What is being asked — Give the number of lines in the listing that contain "default", with no other words.

Provided information —
PR #6508, opened 2026-04-20
style: make FlowTable column widths uniform across views

zz-hh-aa:
Fixes a little styling issue with the Actions column of FlowTable across flows and archive views.

## Before:
main-default
main-default-archive

## After:
feat-default
feat-default-archive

Written answer — 4